| Activity |
I would like the number of lines in the data that contain the word "make". Please give that number alone.

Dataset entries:
-- -- --

PR #2028, opened 2018-03-29
Get rid of output area prompt

### LINKED ISSUE #2025: Remove large left margin in output widget in docs
In the ['latest' docs](https://ipywidgets.readthedocs.io/en/latest/examples/Widget%20List.html#Output), the output widget has an ugly left margin. This seems to be due to a non-zero flex-basis in the prompt area of the output area used for the output widget.

screen shot 2018-03-28 at 15 13 22

Happy to tackle this in the coming days, unless someone gets to it first.

jasongrout:
- [x] Test to make sure it fixes #2025 
- [x] Check to see if the jlab manager needs a similar fix

### DIFF
--- a/packages/html-manager/css/output.css
+++ b/packages/html-manager/css/output.css
@@ -3,13 +3,6 @@
 | Distributed under the terms of the Modified BSD License.
 |----------------------------------------------------------------------------*/
 
-.jp-OutputArea-child {
-    margin-top: 1em;
-    margin-bottom: 1em;
-}
-
-.jp-RenderedText pre {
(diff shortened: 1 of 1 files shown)


jasongrout:
We don't need to worry about jlab, since we have this bit of CSS in jlab: https://github.com/jupyterlab/jupyterlab/blob/d6b859ad13c3cd719eacbdc7020c5c5fed48ddc8/packages/outputarea/style/index.css#L124

pbugnion:
Ah nice!

PR #2037, opened 2018-03-29
Update all dependencies with ‘yarn upgrade’

jasongrout:
Fixes #20135

This fixes the web3 example by upgrading the outputarea and dependencies to include https://github.com/jupyterlab/jupyterlab/commit/1096c88d735f8320bb424a2648c34c77c1742257


jasongrout:
See also https://github.com/jupyterlab/jupyterlab/issues/4279, which tracks the larger issue of including the output area leading to lots of jlab-specific page config code.

PR #2043, opened 2018-04-03
Ensure we fully resolve lab URLs

vidartf:
Fixes `resolveUrl` on lab manager to give a download URL instead of a server path. The base implementation does not give a server path, so neither should the lab one. This will lead to a disconnect in the widget API name vs that used in jupyterlab, but I think that is acceptable.

### DIFF
--- a/packages/jupyterlab-manager/src/manager.ts
+++ b/packages/jupyterlab-manager/src/manager.ts
@@ -164,7 +164,9 @@ class WidgetManager extends ManagerBase<Widget> implements IDisposable {
    * Resolve a URL relative to the current notebook location.
    */
   resolveUrl(url: string): Promise<string> {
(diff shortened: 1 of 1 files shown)


vidartf:
Xref #1993 .

vidartf:
See also jupyterlab/jupyterlab#4265.

ian-r-rose:
This looks good to me, though I think that the difference in meaning between JupyterLab and ipywidgets with regard to `resolveUrl` is unfortunate.

jasongrout:
As in you think we should probably have called the widget manager function `getDownloadURL`, or perhaps something different?

ian-r-rose:
Just for consistency, yeah. If memory serves, we used to have a single function to do both, and then we broke it up into two functions in `@jupyterlab/services`.

PR #2047, opened 2018-04-12
Updates for JupyterLab 0.32.

jasongrout:
This involves updating `@jupyterlab/services` to 2.0, which will force us to have a major version bump in our base package.


jasongrout:
CC @athorton, @vidartf

jasongrout:
CC also @SylvainCorlay.

@jupyterlab/services had a major version bump to 2.0.0. The change there practically had no effect on our code (the one change we made in our shim is actually in code we don't use anymore). So we could make the argument that for our users, nothing changed.

However, If someone downstream had both a dependency on services `^1`, and a dependency on base `^1`, now there is a conflict (because the newest version of base actually depends on services 2). For that reason, I plan to make the following bumps:

`@jupyter-widgets/base` from 1.1.9 to 2.0.0
`@jupyter-widgets/controls` from 1.2.0 to 2.0.0
`@jupyter-widgets/html-manager` from 0.12.0 to 0.13.0
`@jupyter-widgets/html-manager` from 0.34.0 to 0.35.0
`@jupyter-widgets/output` from 1.0.16 to 2.0.0

widgetsnbextension python package from 3.2.0 to 3.3.0 (since this is not a js library people depend on)

ipywidgets python package from 7.2.0 to 7.2.1 for a single change, a bump in the html manager version for the embedding code: https://github.com/jupyter-widgets/ipywidgets/blob/master/ipywidgets/_version.py#L17

Note that the actual widget protocol versions stay *exactly* the same. This now leads to a wider divergence between the widget "module_version" protocol number, and the actual npm package version.

jasongrout:
I added @SylvainCorlay and @vidartf  as reviewers, but if anyone else wants to review/chime in, please feel free to do so!

jasongrout:
just thinking through this, this means that a 3rd party widget, like bqplot, must now bump the js version and dependency to handle the base package version bump, which means that bqplot must now release a new version for python (since that includes the compiled js).

Actually, looking at it more carefully, it looks like we are only using services for its typings. It's possible we could move services to devdependencies and just use it for its typings. Any downstream package from us would also need to include the right services typings.

vidartf:
> It's possible we could move services to devdependencies and just use it for its typings.

That sounds like the right solution to me. Is it possible to reexport the typings as well? I.e.:

```ts
import {
  KernelMessage
} from '@jupyterlab/services';

export{
  KernelMessage
} from '@jupyterlab/services';
```

vidartf:
Note: I pushed a cleanup commit on some linting.

vidartf:
> Is it possible to reexport the typings as well?

Actually, that would only be relevant for interfaces, not classes etc.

-- -- --

| Answer section |
3